(Collected data)
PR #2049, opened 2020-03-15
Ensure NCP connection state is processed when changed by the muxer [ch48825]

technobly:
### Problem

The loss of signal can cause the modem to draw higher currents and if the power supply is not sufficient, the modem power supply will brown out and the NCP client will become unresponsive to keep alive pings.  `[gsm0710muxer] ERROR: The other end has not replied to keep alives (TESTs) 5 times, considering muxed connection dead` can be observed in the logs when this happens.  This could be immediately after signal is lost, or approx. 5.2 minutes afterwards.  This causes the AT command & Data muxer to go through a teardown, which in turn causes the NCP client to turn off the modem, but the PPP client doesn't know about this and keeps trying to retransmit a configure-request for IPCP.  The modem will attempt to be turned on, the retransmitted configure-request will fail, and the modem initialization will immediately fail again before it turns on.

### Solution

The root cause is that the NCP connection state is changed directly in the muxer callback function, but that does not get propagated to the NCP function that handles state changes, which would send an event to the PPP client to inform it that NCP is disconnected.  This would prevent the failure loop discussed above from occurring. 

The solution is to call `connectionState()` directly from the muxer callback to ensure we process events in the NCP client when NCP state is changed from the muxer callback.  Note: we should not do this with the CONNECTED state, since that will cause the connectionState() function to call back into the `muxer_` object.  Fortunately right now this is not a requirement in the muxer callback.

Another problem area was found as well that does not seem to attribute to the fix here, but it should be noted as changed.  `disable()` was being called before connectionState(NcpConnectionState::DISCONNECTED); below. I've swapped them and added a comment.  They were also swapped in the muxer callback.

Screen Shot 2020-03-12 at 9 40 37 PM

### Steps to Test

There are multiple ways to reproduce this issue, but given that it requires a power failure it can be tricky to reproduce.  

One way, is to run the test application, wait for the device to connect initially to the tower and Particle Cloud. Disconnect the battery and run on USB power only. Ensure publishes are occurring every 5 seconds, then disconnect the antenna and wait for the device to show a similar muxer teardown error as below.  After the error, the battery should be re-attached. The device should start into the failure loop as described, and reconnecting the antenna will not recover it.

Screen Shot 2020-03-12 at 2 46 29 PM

...

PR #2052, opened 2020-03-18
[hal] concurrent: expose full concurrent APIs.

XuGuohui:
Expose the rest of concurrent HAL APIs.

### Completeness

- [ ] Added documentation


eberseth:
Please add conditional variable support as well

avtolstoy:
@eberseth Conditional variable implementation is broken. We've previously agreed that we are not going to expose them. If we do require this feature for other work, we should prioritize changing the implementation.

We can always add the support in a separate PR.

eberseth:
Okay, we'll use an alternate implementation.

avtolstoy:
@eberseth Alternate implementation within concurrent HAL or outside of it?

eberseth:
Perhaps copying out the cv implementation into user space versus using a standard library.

### What is expected:
Search the records for the word "APIs" and copy out every line that holds it.

### Worked solution:
[hal] concurrent: expose full concurrent APIs.
Expose the rest of concurrent HAL APIs.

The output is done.